Friday, June 10, 2011

Community Supported Agriculture and Seasonal Eating

So, here's where I sheepishly admit that I messed up my dates, and our CSA doesn't actually start until June 17th. Whoops!

To tide you over, let's talk about CSAs and what they are. CSA stands for Community Supported Agriculture, and many people think that it is one of the best ways forward for our family farms and farmers. In a CSA, you essentially buy a share of a local farmer's crop in advance. The farmer uses that money to buy seed, farm equipment, whatever, and you get a weekly share of whatever is ripe at that farm during the growing season. The advantage to CSAs is that they are often less expensive than buying at farmers' markets, the produce generally travels less than 50 miles from farm to your fridge, and many CSA farmers use organic methods. As well, you're supporting local family farmers and helping them keep agricultural spaces in an increasingly suburban and urban world.

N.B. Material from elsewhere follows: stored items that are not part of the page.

Issue #7870, opened 2026-05-30
Code quality audit: remove privacy-sensitive logs from exported log history


johannesjo:
## Context
The audit found several logs that include task objects, issue payloads, parsed user input, plugin archive data, or file paths. Log history is exportable, so user content should not be logged.

## Scope
Representative locations from the audit:
- `src/app/core-ui/magic-side-nav/magic-side-nav.component.ts`: logs `draggedTask` on project/tag drop.
- `src/app/pages/daily-summary/daily-summary.component.ts`: logs `doneTasks`.
- `src/app/features/tasks/store/short-syntax.effects.ts`: logs parsed short-syntax input in production.
- `src/app/features/tag/store/tag.reducer.ts`: logs tag state.
- `src/app/features/tasks/task/task.component.ts`: logs task arrays/repeat config around project moves.
- `src/app/features/tasks/add-task-bar/add-task-bar-issue-search.service.ts`: logs issue/task search results.
- `src/app/plugins/plugin.service.ts`: logs raw extracted ZIP file data.
- Additional audit candidates include calendar/issue provider logs and Electron/local-file-sync path logs.

## Suggested approach
1. Replace raw object/content/path logging with ids, counts, safe error names, and coarse status.
2. Add a narrow grep or lint-style check for common unsafe log patterns.
3. Keep diagnostic value by preserving operation ids, task ids, counts, provider ids, and fixed error categories.

## Verification
- `rg -n "console\.(log|warn|error|debug|info)|Log\.log\(|IssueLog\.log\(|TaskLog\.log\(" src/app electron packages -g "*.ts" -g "!**/*.spec.ts"`
- `npm run checkFile <file>` for every changed `.ts` file.
- Run focused specs for any touched effect/service files.

johannesjo:
A full multi-agent sync review turned up two more privacy-log leak sites that fit this audit. Both were adversarially verified against the code. Adding them here rather than filing a duplicate issue.

### Calendar-integration effects log full task objects + private calendar event content
**`src/app/features/calendar-integration/store/calendar-integration.effects.ts:278`** (also :232 and the `Log.log('_____END___', a)` array dump at :188)

[...]

PR #8121, opened 2026-06-08
fix(plugins): avoid logging extracted ZIP data

cocojojo5213:
## Summary
- avoid logging the raw extracted ZIP file map when loading uploaded plugins
- keep safe diagnostics for ZIP size/type, entry count, total extracted bytes, and whether expected entries are present

This keeps plugin ZIP diagnostics useful without putting archive entry data or file contents into exportable log history.

Part of #7870.

## Verification
- `npm run checkFile src/app/plugins/plugin.service.ts`
- `CHROME_BIN=/snap/bin/chromium npx ng test --watch=false --include='**/plugin.service.load-from-zip.spec.ts'` (`3` success)
- `CHROME_BIN=/snap/bin/chromium git push -u origin fix/plugin-zip-safe-log-7870` pre-push hook:
  - `npm run lint`
  - package tests for `sync-core` and `sync-providers`
  - release-notes tests
  - Angular/Karma tests: `10359` success
  - LA timezone Angular/Karma tests: `10345` success

### DIFF
--- a/src/app/plugins/plugin.service.ts
+++ b/src/app/plugins/plugin.service.ts
@@ -1076,7 +1076,10 @@ export class PluginService implements OnDestroy {
   }
 
   async loadPluginFromZip(file: File): Promise<PluginInstance> {
-    PluginLog.log(`Starting plugin load from ZIP: ${file.name}`);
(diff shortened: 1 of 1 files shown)


johannesjo (approved):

The primary disadvantage is that, like a garden, a CSA forces you to eat seasonally. Seasons are different all over the US, but here in Northern Virginia, for example, it means that our first CSA delivery is going to be primarily greens, broccoli, and some herbs. Tomatoes don't start until sometime in July, and the greens will close to being over by then, so salads will have to be more creative then lettuce and tomatoes. As a consumer culture, we've gotten used to being able to have whatever we want whenever we want it -- strawberries in February, tomatoes in April, lettuce in August. We find recipes and then shop to buy the ingredients. Eating seasonally means that we'll be getting our ingredients and then finding recipes to use them in. Joe and I are actually excited by this prospect! This is going to challenge our creativity as cooks in a way that we find enormously interesting. Joe, of course, is going to be taking point on a lot of the recipe creativity, but I'll be doing my part and documenting the whole thing.